芳乃啊芳乃,你到底对茉子说了什么啊,让一个妙龄少女脱光衣服什么的……虽然不是在大庭广众之下,但也足够让人羞耻了,更何况还是借着主人的威压下的命令,不就显得她是个恃强凌弱的小人吗?

“哎?”茉子不敢相信地瞪大了眼,“芳乃大人,您这是——”

“少废话,让你脱你就脱。”

话一出口,想收回来已是不可能的事了,她只得表现得更强硬一些,好掩盖住此刻她心中的窘迫。

若是平时的她,断然不可能拿主人的身份去压人,可若不拿出这种身份来,又岂能让茉子乖乖照办呢?

茉子虽不太情愿,可这毕竟是芳乃大人的命令,她无论如何只得照办,宽衣解带,将那身居家的和服从身上剥离下来。

由于此时正值盛夏,茉子并没有穿多少的里衬,脱下外衣之后是颇有规模的被胸衣包裹的一对白玉团子,搭配着下身纯白的棉胖次,此时少女那圆润的香肩、线条清晰的锁骨、纤细窈窕的蛮腰、修长的玉腿和小巧精致的秀足,一股脑的全部显现在了芳乃的面前,看着格外惹人注目。

不得不说,作为还在上学年纪的妙龄少女,少女身姿给人的感觉格外清纯可人,又因她身为忍者而常年经受锻炼,肌肉线条看着便紧致了些,肌肤也是健康而粉嫩的颜色,尤其是腿部——纤长却有力,嫩白得宛如两棵白笋,煞是诱人。
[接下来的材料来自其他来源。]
Issue #13, opened 2026-04-16
LoRA module: support adapter-native evaluation compare


Akane-CN:
## Summary
Implement Module 2 from the LoRA capability plan so `eval compare` can target adapters directly instead of only preloaded derived models.

Plan source:
- `docs/plans/2026-04-16-lora-capability-modules-and-commit-plan.md`

## Desired outcome
One base model can be compared against multiple adapters without requiring each target to be pre-materialized as a long-lived loaded model.

## Scope
- add adapter-target request contract for compare
- materialize adapter compare targets on demand
- persist adapter compare lineage in reports and exports

## Commit slices
1. Add adapter-target request contract for evaluation compare
2. Materialize adapter compare targets on demand
3. Persist adapter compare lineage and reports

## Key files
- `services/mlx-worker-python/worker/engine/evaluation_core.py`
- `services/mlx-worker-python/worker/productization/evaluation_compare.py`
- `services/mlx-worker-python/worker/productization/evaluation_store.py`
- `services/mlx-worker-python/tests/test_evaluation_core.py`
- `services/mlx-worker-python/tests/test_evaluation_store.py`
- `Tests/MelixCLITests/MelixCLIParserTests.swift`
- `Tests/MelixCLITests/MelixCLIRunnerTests.swift`

## Verification
- targeted pytest for evaluation core and evaluation store
- Swift parser/runner coverage for CLI compare flows

Keith-CY:
Closed by PR #54 (commit 68e49bea). All three commit slices (2.1 request contract + CLI surface, 2.2 on-demand materialization, 2.3 lineage persistence) shipped, with one review round addressed (6 Zigfreidish + 1 gemini nit + 1 stale integration assertion) and CI clean on main.

PR #54, opened 2026-04-21
feat(lora): adapter-native evaluation compare (issue #13 · Module 2)

Keith-CY:
## Summary

Closes issue #13 — Module 2 from `docs/plans/2026-04-16-lora-capability-modules-and-commit-plan.md`. Teaches `eval compare` to accept adapter targets directly and materialize them as ephemeral registry entries for the compare run, leveraging Module 1's `RuntimeMode` enum and `AdapterBackedLoadContract` (PRs #52 + #53).

Before: every compare target had to exist as a pre-loaded registry entry — operators had to manually activate each adapter into a long-lived derived model before compare would accept it.

After: `melix eval compare --target-adapter /path/to/adapter.json` (repeatable; mixable with `--target-model-id`) materializes the adapter-backed load on demand, evaluates it as a compare target, and unloads it before the RPC returns. Committed compare artifacts record the adapter lineage so exports preserve which adapter produced which target column.

## Plan or Spec

- `docs/plans/2026-04-21-lora-adapter-native-compare.md` (new in this PR).
- Builds on Module 1's runtime surface — no proto changes.
- Three commit slices land together: 2.1 contract + CLI, 2.2 on-demand materialization, 2.3 lineage persistence.

## Commands Run

- `make py-test` — **903 passed, 5 skipped** (+11 new Python tests vs main; every CI-runnable test green).
- `HOME=… CLANG_MODULE_CACHE_PATH=… xcrun swift test --filter "MelixCLIRunnerTests|MelixCLIParserTests"` — **156 tests green** (+4 new).
- `make proto-check` — clean (no proto changes).

### New / updated test counts

- **Python unit tests** (6 new in `test_evaluation_core.py`):
  - `test_parse_compare_target_adapter_manifest_paths_empty_ok`
  - `test_parse_compare_target_adapter_manifest_paths_multiple`
  - `test_load_adapter_target_spec_rejects_non_lora_manifests`
  - `test_load_adapter_target_spec_rejects_missing_manifest`
  - `test_load_adapter_target_spec_populates_ephemeral_id`
  - `test_resolve_compare_target_adapters_empty_is_noop`
- **Python integration tests** (3 new in `test_evaluation_core.py`):
  - `test_run_local_suite_compares_adapter_targets_and_unloads_ephemerals` — happy-path materialization + cleanup
  - `test_run_local_suite_compare_mixes_registered_and_adapter_targets` — coexistence with `--target-model-id`
  - `test_run_local_suite_compare_unloads_adapter_targets_on_failure` — try/finally cleanup on exception
- **Python store tests** (2 new in `test_evaluation_store.py`):
  - `test_compare_job_persists_adapter_target_lineage` — full lineage round-trip through the job JSON
  - `test_compare_summary_csv_carries_adapter_columns_per_target` — CSV column population verified
- **Swift parser tests** (3 new):
  - `parsesEvalCompareWithAdapterTargets` — adapter-only targets
  - `parsesEvalCompareMixedTargets` — registered + adapter together
  - `parsesEvalCompareRejectsMissingTargets` — both-missing error message
- **Swift runner test** (1 new):
  - `evalCompareForwardsAdapterTargetsToSubprocessArgv` — adapter paths flow into the argv without a client-side pre-load

### Contract change (stringly-typed parameters; no proto diff)

New request parameter: `compare_target_adapter_manifest_paths` (comma-separated list of adapter manifest paths). Paired with the existing `compare_target_model_ids`; either (or both) satisfies the "at least one target" gate. The combined error message now names both flag options so operators discover the adapter surface.

### Sample `eval compare` invocations

```sh
# Adapter-only targets — two adapters compared against the base.
melix eval compare \
  --model-id melix-dev-text \
  --target-adapter /path/to/alpha.adapter.json \
  --target-adapter /path/to/beta.adapter.json \
  --suite mmlu --dataset-id mmlu.dev.v1 --sample-size 4 --json

# Mixed — registered derived model + fresh adapter in one invocation.
melix eval compare \
  --model-id melix-dev-text \
  --target-model-id melix-dev-text-lora-production \
  --target-adapter /path/to/experimental.adapter.json \
  --suite mmlu --dataset-id mmlu.dev.v1 --sample-size 4 --json
```

### Lineage payload (example)

```json
{
  "target_lineage": [
    {
      "target_model_id": "melix-dev-text-lora-registered",
      "materialization_kind": "registered",
      "adapter_manifest_path": "",
      "adapter_weights_path": "",
      "adapter_set_hash": "",
      "derived_from_model_id": ""
    },
    {
      "target_model_id": "melix-dev-text-lora-abcd1234-compare-0042",
      "materialization_kind": "ephemeral_adapter",
      "adapter_manifest_path": "/path/to/demo.adapter.json",
      "adapter_weights_path": "/path/to/weights/adapters.safetensors",
      "adapter_set_hash": "abcd1234efg5678",
      "derived_from_model_id": "melix-dev-text"
    }
  ]
}
```

## Known Gaps

- **No env-gated real-model compare test.** Module 1's integration test already exercises adapter-backed load + generate via MLX-LM; re-doing it through the compare RPC would be redundant. A Phase-8-style acceptance bundle test could validate the full chain end-to-end; deferred as a follow-up if operators ask.
- **Adapter manifest trust.** `resolve_compare_target_adapters` reads the manifest JSON and uses its `weights_path` verbatim — same trust posture as `--target-model-id` pointing at an operator-edited catalog entry. No new attack surface, but worth noting for hardening passes down the line.
- **CSV column placement.** New `target_adapter_manifest_path` + `target_adapter_set_hash` columns land at the tail of the header row. Downstream parsers keyed on column order keep working for the first 21 columns; those keyed by header name see the new columns as empty strings for registered targets.
- **Concurrent memory pressure.** Loading N adapter targets simultaneously surfaces `MemoryBudgetExceeded` from the existing registry budget check — same contract as loading N fused derived models. Not a new risk, but a behavior operators should know about when compare-running large adapter sets.

## Test plan

- [x] `make py-test` — 903 passed, 5 skipped (the 5 skips are Module 1 + Phase 3 env-gated real-model tests by design).
- [x] `make proto-check` — clean; Module 2 is purely additive on the parameters dict.
- [x] Swift CLI parser + runner tests — 156 passed (+4 new).
- [x] Existing compare-path test (`test_run_local_suite_compares_base_against_target_models_and_persists_compare_artifacts`) still passes — back-compat for `--target-model-id`-only invocations.
- [x] Try/finally cleanup verified on both success and failure paths via explicit `test_run_local_suite_compare_unloads_adapter_targets_on_failure`.
- [x] Lineage round-trips through the committed job JSON + CSV.

### DIFF
--- a/services/mlx-worker-python/worker/engine/evaluation_core.py
+++ b/services/mlx-worker-python/worker/engine/evaluation_core.py
@@ -22,9 +22,13 @@ from worker.productization.evaluation_compare import (
     _DEFAULT_COMPARE_BOOTSTRAP_SEED,
     _DEFAULT_COMPARE_CONFIDENCE_LEVEL,
     _DEFAULT_COMPARE_EFFECT_THRESHOLD,
+    AdapterTargetSpec,
     build_compare_samples,
     build_compare_summary,
+    load_adapter_target_spec,
+    parse_compare_target_adapter_manifest_paths,
     parse_compare_target_model_ids,
+    resolve_compare_target_adapters,
     resolve_compare_target_models,
 )
 from worker.productization.evaluation_final_result import (
@@ -460,9 +464,93 @@ class EvaluationCore:
         resolved_seed: int,
     ) -> EvaluationRun:
         target_model_ids = parse_compare_target_model_ids(job_parameters)
-        target_models = resolve_compare_target_models(
+        adapter_manifest_paths = parse_compare_target_adapter_manifest_paths(job_parameters)
+        if not target_model_ids and not adapter_manifest_paths:
+            raise ValueError(
+                "evaluation compare requires at least one target — pass "
+                "compare_target_model_ids and/or compare_target_adapter_manifest_paths."
+            )
+        adapter_target_specs: tuple[AdapterTargetSpec, ...] = tuple(
+            load_adapter_target_spec(manifest_path=path, job_id=job_id)
+            for path in adapter_manifest_paths
+        )
+        registered_targets = resolve_compare_target_models(
             registry=self._registry,
             target_model_ids=target_model_ids,
+        )
+        ephemeral_targets, ephemeral_unload_handles = resolve_compare_target_adapters(
+            registry=self._registry,
+            adapter_target_specs=adapter_target_specs,
+        )
+        try:
+            return self._execute_compare_suite(
+                model_id=model_id,
+                resolved_model_id=resolved_model_id,
+                suite_id=suite_id,
+                dataset_id=dataset_id,
+                profile=profile,
+                resolved_scoring_mode=resolved_scoring_mode,
+                resolved_task_kind=resolved_task_kind,
+                manifest_input_modalities=manifest_input_modalities,
+                dataset_root=dataset_root,
+                few_shot_examples=few_shot_examples,
+                selected=selected,
+                loaded_model=loaded_model,
+                job_id=job_id,
+                run_root=run_root,
+                job_parameters=job_parameters,
+                created_at_unix_ms=created_at_unix_ms,
+                resolved_code_exec_policy=resolved_code_exec_policy,
+                resolved_seed=resolved_seed,
+                target_model_ids=target_model_ids,
+                registered_targets=registered_targets,
+                adapter_target_specs=adapter_target_specs,
+                ephemeral_targets=ephemeral_targets,
+            )
+        finally:
+            for handle in ephemeral_unload_handles:
+                if handle and self._registry is not None:
+                    try:
+                        self._registry.unload_model(handle)
+                    except Exception:  # noqa: BLE001 - best-effort cleanup
+                        # Unload is a best-effort cleanup — if a registry
+                        # implementation raises on unknown handles or similar,
+                        # we don't want the compare's real error (if any) to
+                        # be shadowed by a finally exception.
+                        pass
+
+    def _execute_compare_suite(
+        self,
+        *,
+        model_id: str,
+        resolved_model_id: str,
+        suite_id: str,
+        dataset_id: str,
+        profile: EvaluationProfileDefinition,
+        resolved_scoring_mode: str,
+        resolved_task_kind: str,
+        manifest_input_modalities: tuple[str, ...],
+        dataset_root: Path,
+        few_shot_examples: tuple[dict[str, object], ...],
+        selected: list[dict[str, object]],
+        loaded_model,
+        job_id: str,
+        run_root: Path,
+        job_parameters: dict[str, str],
+        created_at_unix_ms: int,
+        resolved_code_exec_policy: str,
+        resolved_seed: int,
+        target_model_ids: tuple[str, ...],
+        registered_targets: dict[str, Any],
+        adapter_target_specs: tuple[AdapterTargetSpec, ...],
+        ephemeral_targets: dict[str, Any],
+    ) -> EvaluationRun:
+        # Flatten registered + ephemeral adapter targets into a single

脱到这里时,茉子下意识地停了下来,抱着胳膊挺着白团子,有些窘迫地弓着背缩着脚,颇为惶恐不安,又眼巴巴地看了看芳乃,无疑是想让她收回成命,毕竟光着大半个身子还是挺让她害羞的;可芳乃却不为所动,目光依然炯炯地注视着茉子的脸,上下打量了一番,不容拒绝地接着下令道:“脱光,我说了要脱光。”

这下终于是再无退路可言了。

主人的命令是绝对的。

不得已,茉子只得把手伸向后背,轻轻将内衣的扣带解开,随后夹紧胳膊,慢慢地、一点一点的让文胸穿过手臂,再将其缓缓摘下来,扔在地上。
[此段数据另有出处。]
PR #3507, opened 2026-08-06
fix: Replace `ErrAccessSecretNotFound` checks with `ErrSkrClientNotFound`

### LINKED ISSUE #3296: Drop explicit checks for SKR Kubeconfig Secrets

amritanshusikdar:
**Description**

There was a tiny mix-up in the description of the [original issue](https://github.com/kyma-project/lifecycle-manager/issues/3296) about which exact errors to check for and handle.

Context comment: https://github.com/kyma-project/lifecycle-manager/issues/3296#issuecomment-5201821548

此刻,少女丰满的玉团和雪峰顶上的明珠格外惹眼,甚至都因莫名的兴奋而隐隐有肿大的趋势,茉子见状急忙蹲下身来,先让胸脯自然地挺起,然后再用手指插进胖次边,不太情愿地将那抹纯白之物滑过丰满的大腿,再最终垂落于脚下——如此,茉子身上便再无任何遮体之物了。

啊,好害羞……

本以为仅仅只是脱光就可以了,怎料芳乃又下了一个新的命令——

“将手交叠着放到后背,然后转身背朝我。”

茉子只得乖乖照做,转身并且背好了手,耳边顿时传来了芳乃越来越近的脚步声。

她仍不知道自家主人要对自己做什么,只是感到叠在一起的双手被芳乃轻轻地抓住,随即却是被什么东西给缠紧了的感觉……回过神来时,她这才意识到了一件不得了的事实——芳乃大人,正在捆绑她的身子!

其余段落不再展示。